DATA UNDER STUDY »

Content starts

PR #4406, opened 2022-11-30
[2.19] Remove `.packages` workaround

MaryaBelanger:
`--legacy-packages-file` completely de-supported in 2.19


parlough (approved):
Normally I would say let's keep this around for a while and just mention it was removed, but since it was only around for 1 version as a temporary (and hopefully rare) workaround, I think it's fine to remove it.

atsansone (approved):

PR #4412, opened 2022-12-03
Add Traditional Chinese version of this site

doggy8088:


parlough:
It's really cool to provide this resource, thanks for translating, hosting, and for the pull request!

There are a few things I'd like to see fixed if possible:

The [archive page](https://dart.tw.gh.miniasp.com/get-dart/archive/) and related scripts should likely use the `dart-lang/site-www` versions: [`install.js`](https://github.com/dart-lang/site-www/blob/main/src/get-dart/archive/assets/install.js) and [`download_archive.dart.js`](https://github.com/dart-lang/site-www/blob/main/src/get-dart/archive/assets/download_archive.dart.js) as the dart.cn site uses custom handling due to Google servers not being accessible for many in China.

You'll likely want to update the variables and links in the [`config.yml`](https://github.com/doggy8088/dart.tw/blob/zh-tw/_config.yml) and [`page-footer.html`](https://github.com/doggy8088/dart.tw/blob/zh-tw/src/_includes/page-footer.html) as well, to those relevant for your site or back to the defaults of `dart-lang/site-www`. Some of the Chinese sources may not be relevant, functional, or necessary and this will prevent confusion and slowness for visitors of your site and so issue reporters don't report to the maintainers of dart.cn. Perhaps other links need to be updated as well.

Also, a small question. When traditional Chinese is referenced, I usually see it called 繁體字 but here you called it 正體字. What's the difference?

doggy8088:
When we use 繁體 means Traditional Chinese that opposite to "Simplified Chinese". The "terms" may be or may not correct in some ways. Most of the people are simply translated "Simplified Chinese" into "Traditional Chinese" because they don't know what's difference. More importantly, the "terms" usage some different between China, Taiwan and Hong Kong.

When we use 正體 means more formal and more precisely use the "terms" in Taiwan and some other area.

doggy8088:
I changed `_config.yml` file. It seems no effect. Anyway, I still fixed all the links another way.

atsansone (approved):

parlough (approved):
Looks mostly good to me, thanks so much for working on this! Also thanks for the clarification around 正體. Let us know if you need any changes to make translation or other functionality easier.

Some recommendations if you get a chance to take a look:

- Adjust the remaining dartpad.cn links to dartpad.dev
- Adjust the remaining api.dart.cn links to api.dart.dev
- Adjust pub.flutter.dev to just pub.dev 
- Adjust the GitHub link in `page-footer.html` to your own repository
- Adjust the link to https://policies.google.cn/privacy to https://policies.google.com/privacy?hl=zh-TW instead
- If possible update the [archive page](https://dart.tw.gh.miniasp.com/get-dart/archive/) and related scripts should to use the `dart-lang/site-www` versions: [`install.js`](https://github.com/dart-lang/site-www/blob/main/src/get-dart/archive/assets/install.js) and [`download_archive.dart.js`](https://github.com/dart-lang/site-www/blob/main/src/get-dart/archive/assets/download_archive.dart.js) as the dart.cn site uses custom handling due to Google servers not being accessible for many in mainland China, and it looks like it breaks on your site.

chenglu:
Hi Parker:

The `.tw` site is the auto-translation version of the `.cn` site, some of the broken page may caused by the hotlink protection on some of the services, I will check with Will for the further issue fixes.

Let me know if you have any questions. @parlough 

Thanks!

parlough:
Looks to be working for me as well. Thanks!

Content ends

YOUR INSTRUCTIONS »
Extract every line above containing the word "Taiwan".

RESPONSE TO THE EXERCISE »
When we use 繁體 means Traditional Chinese that opposite to "Simplified Chinese". The "terms" may be or may not correct in some ways. Most of the people are simply translated "Simplified Chinese" into "Traditional Chinese" because they don't know what's difference. More importantly, the "terms" usage some different between China, Taiwan and Hong Kong.
When we use 正體 means more formal and more precisely use the "terms" in Taiwan and some other area.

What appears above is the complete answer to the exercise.